“La Fondazione Teatro La Fenice, per voce del sovrintendente Nicola Colabianchi, comunica di aver deciso di annullare tutte le collaborazioni future con il maestro Beatrice Venezi”, nominata a fine 2025 direttrice musicale del Gran Teatro di Venezia. La decisione è stata resa nota dalla stessa Fondazione attraverso un comunicato in cui si spiega che “la decisione è maturata anche a seguito delle reiterate e gravi dichiarazioni pubbliche del maestro, offensive e lesive del valore artistico e professionale della Fondazione Teatro La Fenice e della sua Orchestra. Tali affermazioni, non condivise nel merito e nei giudizi espressi, risultano incompatibili con i principi della Fondazione e con la tutela e rispetto dovuto ai professori d’Orchestra”.
La nota conclude ribadendo che la Fondazione “ribadisce il proprio impegno nella promozione di un ambiente professionale fondato sul rispetto reciproco, sulla collaborazione costruttiva e sull’eccellenza artistica”.
Dopo l’annuncio di Colabianchi è intervenuto anche il ministro della Cultura, Alessandro Giuli, che “prende atto della decisione di Nicola Colabianchi, assunta in autonomia e indipendenza, e conferma al sovrintendente de La Fenice la sua più completa fiducia”. Il ministro ha aggiunto: “Con l’auspicio che tale scelta possa sgomberare il campo da equivoci, tensioni e strumentalizzazioni d’ogni ordine e grado; nell’interesse del Teatro e della città di Venezia”.
Cosa è successo
La presa di posizione del prestigioso teatro veneziano arriva dopo un’intervista concessa da Venezi al quotidiano argentino La Nación, nella quale aveva dichiarato che “questa è un’orchestra dove le posizioni si tramandano praticamente di padre in figlio”, aggiungendo che “anche Diego Matheuz la diresse a soli 26 anni, per quanto era un protetto di Abbado. Io non ho padrini, questa è la differenza. Non provengo da una famiglia di musicisti”.
Successivamente aveva proseguito: “Non provengo da una famiglia di musicisti, sono una donna, ho 36 anni, sono la prima donna direttrice del Teatro La Fenice, e voglio portare un cambiamento. Questo è il punto principale. Hanno paura del cambiamento, del rinnovamento. È più facile rimanere ancorati alle vecchie abitudini. Ma è così che muore un teatro”.

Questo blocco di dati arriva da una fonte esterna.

PR #3998, opened 2026-03-08
feat: add shell completion for cli

jsquaredosquared:
## Problem
- [Prior to Snakemake 8](https://github.com/snakemake/snakemake/blob/main/docs/getting_started/migration.rst#migration-between-snakemake-versions), it was possible to generate bash completions using `snakemake --bash-completion`, but this is no longer the case.
- Given the long list of CLI options provided by Snakemake, completions would be helpful when typing Snakemake commands interactively.

## Solution
This PR uses the `shtab` library to generate completions by running:
```
snakemake --print-shell-completion {bash|zsh|tcsh}
```

This does add a new dependency on [`shtab`](https://github.com/iterative/shtab). An advantage of using `shtab` is that it generates completions for all shells supported by it, not just bash. It may also support more shells in the future.[^1]

### QC

[^1]:  #3997 was a previous attempt using `pycomplete`, but `shtab` is probably better as it provides more complete completions.

## Release Notes

* **New Features**
  * Added shell completion support for the CLI, including an option to output shell completion configuration. This improves command-line usability, speeds common workflows, and makes tab-completion available across supported shells without changing existing command behavior.

### DIFF
--- a/src/snakemake/cli.py
+++ b/src/snakemake/cli.py
@@ -427,6 +427,8 @@ def get_argument_parser(profiles=None):
         config_file_parser_class=ProfileConfigFileParser,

Parole dalle quali già il giorno precedente aveva preso le distanze il sovrintendente Nicola Colabianchi, precisando di non condividerle e sottolineando “l’ottima qualità” dell’orchestra.
Di fronte a quelle dichiarazioni era insorta anche la Rsu de La Fenice: “Si tratta di affermazioni gravi – sottolineano i lavoratori -, false e offensive, che ledono la professionalità, il merito e la dignità delle professoresse e dei professori d’orchestra della Fenice, professionisti di altissimo livello selezionati esclusivamente attraverso concorsi pubblici internazionali basati sul talento e sul rigore procedurale. Offendere i lavoratori e il pubblico del Teatro non è solo un atto di scortesia istituzionale, ma un attacco diretto all’identità stessa della nostra Fondazione”.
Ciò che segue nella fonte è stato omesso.